> _TO DO_
Retype each record exactly, please. Skip none.

Segment Open

PR #16298, opened 2022-12-08
improve epp metrics

k15r:
**Description**

- rename epp metrics to follow the pattern: eventting_epp-<backend>-<metric>
- update dashboards to use renamed metrics
- introduce metric for total requests to epp

**Related issue(s)**

### DIFF
--- a/components/event-publisher-proxy/pkg/handler/handler.go
+++ b/components/event-publisher-proxy/pkg/handler/handler.go
@@ -78,6 +78,7 @@ func NewHandler(receiver *receiver.HTTPMessageReceiver, sender sender.GenericSen
 // setupMux configures the request router for all required endpoints.
 func (h *Handler) setupMux() {
 	router := mux.NewRouter()
+	router.Use(h.collector.MetricsMiddleware(h.Sender.URL()))
 	router.HandleFunc(PublishEndpoint, h.maxBytes(h.publishCloudEvents)).Methods(http.MethodPost)
 	router.HandleFunc(LegacyEndpointPattern, h.maxBytes(h.publishLegacyEventsAsCE)).Methods(http.MethodPost)
 	if h.Options.EnableNewCRDVersion {
@@ -208,12 +209,12 @@ func (h *Handler) sendEventAndRecordMetrics(ctx context.Context, event *cev2even
 	result, err := h.Sender.Send(ctx, event)
 	duration := time.Since(start)
 	if err != nil {
-		h.collector.RecordError()
+		h.collector.RecordBackendError()
 		return nil, err
 	}
 	h.collector.RecordEventType(event.Type(), event.Source(), result.HTTPStatus())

Segment Closed

> _EXERCISE ANSWER_
PR #16298, opened 2022-12-08
improve epp metrics

k15r:
**Description**

- rename epp metrics to follow the pattern: eventting_epp-<backend>-<metric>
- update dashboards to use renamed metrics
- introduce metric for total requests to epp

**Related issue(s)**

### DIFF
--- a/components/event-publisher-proxy/pkg/handler/handler.go
+++ b/components/event-publisher-proxy/pkg/handler/handler.go
@@ -78,6 +78,7 @@ func NewHandler(receiver *receiver.HTTPMessageReceiver, sender sender.GenericSen
 // setupMux configures the request router for all required endpoints.
 func (h *Handler) setupMux() {
 	router := mux.NewRouter()
+	router.Use(h.collector.MetricsMiddleware(h.Sender.URL()))
 	router.HandleFunc(PublishEndpoint, h.maxBytes(h.publishCloudEvents)).Methods(http.MethodPost)
 	router.HandleFunc(LegacyEndpointPattern, h.maxBytes(h.publishLegacyEventsAsCE)).Methods(http.MethodPost)
 	if h.Options.EnableNewCRDVersion {
@@ -208,12 +209,12 @@ func (h *Handler) sendEventAndRecordMetrics(ctx context.Context, event *cev2even
 	result, err := h.Sender.Send(ctx, event)
 	duration := time.Since(start)
 	if err != nil {
-		h.collector.RecordError()
+		h.collector.RecordBackendError()
 		return nil, err
 	}
 	h.collector.RecordEventType(event.Type(), event.Source(), result.HTTPStatus())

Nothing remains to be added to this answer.